# AIM OF THE TASK:
Lines from the top of the entries through the line that has "## Why MTP plus suffix N-gram" must be duplicated exactly, and no others.

*** DATA EXTRACTS Section Begins ***

Issue #1425, opened 2026-08-24
Publish a self-contained Nemotron 3 Super Q4 + MTPv2 + suffix N-gram layer package


i386:
## Goal

Build and publish a self-contained Skippy layer package combining:

- the existing Nemotron 3 Super `UD-Q4_K_XL` target;
- NVIDIA's separately released BF16 MTPv2 head;
- Daniel Winter-Wijntjes' request-local exact-suffix N-gram proposer; and
- package-owned native-MTP, suffix N-gram, and composite MTP+suffix generation strategies.

The intended product strategy is `mtp-suffix`: native MTP predicts the uncertain prefix, suffix N-gram lookup extends it from earlier request-local prompt/tool history, and the target verifies the combined candidate. The package should download, plan, split, and serve like any other Mesh layer package, without an external `draft_model_path` and without requantizing the complete 120B target.

## Background

The current target is:

- source GGUF: `unsloth/NVIDIA-Nemotron-3-Super-120B-A12B-GGUF`;
- quant: `UD-Q4_K_XL`;
- Mesh package: `meshllm/NVIDIA-Nemotron-3-Super-120B-A12B-UD-Q4_K_XL-layers`;
- target size: approximately 84.49 GB; and
- trunk layers: 88.

Inspection of the published GGUF shards confirms that they contain only `blk.0` through `blk.87`: there are no MTP/NextN tensors or `num_nextn_predict_layers` metadata. The current package consequently reports `layer_count: 88` and `generation: null`.

NVIDIA now publishes an updated MTP head separately:

- `nvidia/Nemotron-3-Super-120B-A12B-BF16-MTPv2`;
- approximately 3B parameters / 5.88 GB BF16;
- `num_nextn_predict_layers = 1`; and
- intended to be attached to a compatible Nemotron 3 Super target rather than served as a standalone model.

NVIDIA reports mean accepted-token lengths at draft length 7 of 4.86 for coding and 4.31 overall, compared with 3.78 and 3.45 for the original built-in MTP head. These are acceptance lengths, not direct end-to-end speedup figures, and must be remeasured on the Q4 target and Apple Silicon lab.

## Why MTP plus suffix N-gram

The suffix N-gram proposer contributed in #1037 is aimed directly at coding-agent and tool-loop traffic:

- file re-emission with localized edits;
- repeated structured configuration;
- repeated identifiers;
- echoed tool output; and
- long verbatim prompt regions.

[...]

PR #1439, opened 2026-08-25
skippy-quantize: compose-mtp — splice an MTP draft into a sharded target GGUF

i386:
## What you can do now

`skippy-quantize compose-mtp` can build the self-contained composite GGUF issue #1425 asks for: a quantized sharded target (e.g. Nemotron 3 Super UD-Q4_K_XL) plus an MTP/NextN draft head folded in as the final block — no native ABI change, no re-quantization, target bytes preserved verbatim. `scripts/hf-skippy-mtp-compose-job.py` runs the whole package build (convert head → compose → attach probe → stream-publish) as an HF Job.

## How it works

- Rewrites the last shard's header/tensor table and stream-copies its data; GGUF tensor offsets are data-section-relative, so re-serialization preserves them. MTP tensors append at aligned offsets as `blk.N` with the renamed nextn/per-block names.
- `--metadata-shard/--metadata-output`: llama.cpp splits keep the global KV (block_count, tokenizer) only in shard 1 — verified against the unsloth UD-Q4_K_XL target where shards 2–3 carry only `split.*` KVs. The bump (88→89) and `--set-kv` overrides (`nemotron_h_moe.nextn_predict_layers=1`) are applied there, never double-applied.
- Drafts already positioned at the target block are accepted verbatim — the pinned llama.cpp converter's `--mtp` export for the Nemotron MTPv2 head emits exactly that (verified in `.deps/llama.cpp/conversion/nemotron.py`).
- `GgufKv::Raw` preserves metadata value types without typed variants losslessly.

## Validation

- `cargo test -p skippy-quantize` — 162 passed (5 new: round-trip bytes, KV overrides, rename refusal/acceptance, sharded metadata patch).
- `cargo clippy -p skippy-quantize --all-targets -- -D warnings` clean.
- Target/draft tensor names cross-checked against the actual Hub artifacts (unsloth GGUF shard headers, NVIDIA MTPv2 safetensors index) and the pinned converter mapping.

## Summary by CodeRabbit

* **New Features**
  * Added a unified radix-based cache for resident and recurrent state with prefix matching, deduplication, reference tracking, and LRU eviction.
  * Added MTP-to-GGUF composition tooling, composite KV pages, K-index metadata, and mixed iteration-batch execution.
  * Added certification batteries, automated upstream canary repair, and reproducible cache A/B benchmarks.

* **Bug Fixes**
  * Prevented partial session-state updates when token-count validation fails.
  * Improved MTP composition reliability by staging required tokenizer files.

* **Documentation**
  * Added unified cache and canary repair guidance.


crates/skippy-quantize/src/compose_mtp.rs
```diff
@@ -0,0 +1,925 @@
...
+            block_count = patched;
+            Some(output.display().to_string())
+        }
+        _ => None,
+    };
+    // block_count lives in the metadata shard when one was provided; applying
+    // the plan to the last shard too would double-bump it, and split shards
+    // carry only split.* KV anyway.
+    if metadata_shard.is_none() {
+        block_count = plan_metadata(&mut target.kv, &kv_overrides, args.no_bump_block_count);
```
ndizazzo: Sharded GGUFs store the global tensor total in `split.tensors.count`. This path appends the MTP tensors but only applies the regular metadata plan, so that count stays at the target's old value. llama.cpp then rejects the composite because the metadata no longer matches the loaded tensor names. Please update the split tensor count on the relevant shards and cover it with a real sharded fixture.

ndizazzo (changes requested):
Needs revision. The sharded output metadata has a loader-blocking mismatch called out inline.

Follow-ups:
- Add a sharded fixture that contains `split.tensors.count`, then load the composed output with llama.cpp.
- Compose MTP isn't exercised by current CI or the HF job tests.
- The current Linux run also has a deterministic skippy-server test failure. Please rerun the full matrix after the metadata fix.

i386:
Review fixes pushed in 61799e48 (+ job logging in dacfbdca):

- `split.tensors.count` is now bumped by the appended MTP tensor count when patching the metadata shard (and in the target KV when no metadata shard is given). Covered in `patches_metadata_shard_for_sharded_targets`, whose fixture now carries `split.tensors.count` and asserts the bumped total. The composed output is exercised end-to-end by the job's `validate-mtp-attach` probe (full llama.cpp-side attach path); happy to add an in-repo loader fixture on top if you want the check in CI too.
- `GgufKv::Raw` arrays now preserve the GGUF array header (element type + element count) inside the raw bytes so the round-trip no longer shifts subsequent KV entries (`raw_array_metadata_round_trips_with_array_header`).
- `--set-kv` against an existing non-u32 key now errors instead of silently no-oping (`set_kv_override_errors_on_non_u32_existing_key`).

i386:
## Local repro complete — root causes 1 & 2 fixed, full pipeline verified

The failed job 7 path is now reproduced and passing **locally** against the real checkpoint (nvidia `Nemotron-3-Super-120B-A12B-BF16-MTPv2` draft + unsloth `UD-Q4_K_XL` trunk shards), no remote jobs spent.

**Root cause 1 (draft load):** the upstream MTPv2 repo carries no `token_embd`/`lm_head` (1040 keys, only `mtp.layers.*`); the nemotron loaders created `token_embd`/`output_norm` as **required** tensors for the draft load → `check_tensor_dims: token_embd.weight not found`. Fix (patch 0028): mark shared trunk tensors `TENSOR_NOT_REQUIRED` when `mtp_only`, skip the duplicate-embedding fallback; the MTP graph borrows trunk `tok_embd`/`output` via `ctx_other`.

**Root cause 2 (draft context, found by the local repro):** the `llama_context` constructor gates `ctx_other` propagation by arch (GEMMA4_ASSISTANT, EAGLE3/DFLASH, INKLING) — no `NEMOTRON_H_MOE` clause. The attach path set `ctx_other`, the constructor silently dropped it, and `graph_mtp` aborted at reserve time: `nemotron-h-moe.cpp:31 GGML_ASSERT(tok_embd_w != nullptr ...)`. Fix (patch 0029): add the missing clause, gated on `LLAMA_CONTEXT_TYPE_MTP` like INKLING.

**Verified end-to-end on this machine** (patched queue through 0029, cpu static ABI build):
```
convert --mtp → compose-mtp (--mtp-block 88, 89+1 layers) → validate-mtp-attach
✅ MTP attach valid: parts=3 layers=89 mtp_layers=1 projector=none session_created=true
```
`scripts/tests`: 549 passed, 7 skipped. Commits: 0028 + 0029 on this branch (`2e949a20`).

crates/skippy-quantize/src/compose_mtp.rs
i386: All points from this review are addressed on the current head — the review predates the fix series (landed 2026-08-25/26). Mapping:

**`split.tensors.count` stale (the loader blocker):** fixed in 61799e48 — `bump_split_tensors_count` runs on both the per-shard KV and the metadata plan, bumping by the number of appended MTP tensors. ade86316 keeps the bump in the key's original scalar type. Unit-covered in `compose_mtp.rs` (synthetic sharded fixture with `split.tensors.count` present; asserts 1 → 2 after appending).

**Loading the composed output with llama.cpp:** exercised on a real sharded composite, not just unit fixtures — the published Nemotron MTPv2 composite (3 shards, 89+1 layers) passes `validate-mtp-attach` (parts=3, layers=89, mtp_layers=1, session_created=true), which loads the composite and attaches the draft via the patched llama.cpp. Same pipeline verified locally end-to-end before publishing.

**Raw-array / per-layer metadata:** preserved and extended correctly as of ba54c1c8 + cb5da87f (array headers kept, per-layer arrays extended for the appended layers, non-u32 overrides now error instead of silently dropping).

**Deterministic Linux skippy-server failure:** that was the #1452 KV-admission break on main (429 with `capacity=256, minimum_free=512` on the `--ctx-size 256` fixtures) — fixed on main by #1459. Current Linux lane on 6cae7acb is green; full matrix rerun is on this head (Quality/macOS/Linux/Website already SUCCESS, Windows in progress).

**Compose-mtp in repo CI:** agreed it is not exercised by the CI lanes — today it is exercised by the HF job on real weights. A small in-repo fixture test (tiny sharded GGUF → compose-mtp → load via the prepare-llama build) is a reasonable fast-follow; happy to put it up after this merges.

i386: Follow-up filed as #1461 (in-repo compose-mtp fixture compose + llama.cpp load, and contract tests for the HF job script) — kept out of this PR to hold its scope.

*** DATA EXTRACTS Section Ends ***

# SOLUTION TO THIS PROBLEM:
Issue #1425, opened 2026-08-24
Publish a self-contained Nemotron 3 Super Q4 + MTPv2 + suffix N-gram layer package


i386:
## Goal

Build and publish a self-contained Skippy layer package combining:

- the existing Nemotron 3 Super `UD-Q4_K_XL` target;
- NVIDIA's separately released BF16 MTPv2 head;
- Daniel Winter-Wijntjes' request-local exact-suffix N-gram proposer; and
- package-owned native-MTP, suffix N-gram, and composite MTP+suffix generation strategies.

The intended product strategy is `mtp-suffix`: native MTP predicts the uncertain prefix, suffix N-gram lookup extends it from earlier request-local prompt/tool history, and the target verifies the combined candidate. The package should download, plan, split, and serve like any other Mesh layer package, without an external `draft_model_path` and without requantizing the complete 120B target.

## Background

The current target is:

- source GGUF: `unsloth/NVIDIA-Nemotron-3-Super-120B-A12B-GGUF`;
- quant: `UD-Q4_K_XL`;
- Mesh package: `meshllm/NVIDIA-Nemotron-3-Super-120B-A12B-UD-Q4_K_XL-layers`;
- target size: approximately 84.49 GB; and
- trunk layers: 88.

Inspection of the published GGUF shards confirms that they contain only `blk.0` through `blk.87`: there are no MTP/NextN tensors or `num_nextn_predict_layers` metadata. The current package consequently reports `layer_count: 88` and `generation: null`.

NVIDIA now publishes an updated MTP head separately:

- `nvidia/Nemotron-3-Super-120B-A12B-BF16-MTPv2`;
- approximately 3B parameters / 5.88 GB BF16;
- `num_nextn_predict_layers = 1`; and
- intended to be attached to a compatible Nemotron 3 Super target rather than served as a standalone model.

NVIDIA reports mean accepted-token lengths at draft length 7 of 4.86 for coding and 4.31 overall, compared with 3.78 and 3.45 for the original built-in MTP head. These are acceptance lengths, not direct end-to-end speedup figures, and must be remeasured on the Q4 target and Apple Silicon lab.

## Why MTP plus suffix N-gram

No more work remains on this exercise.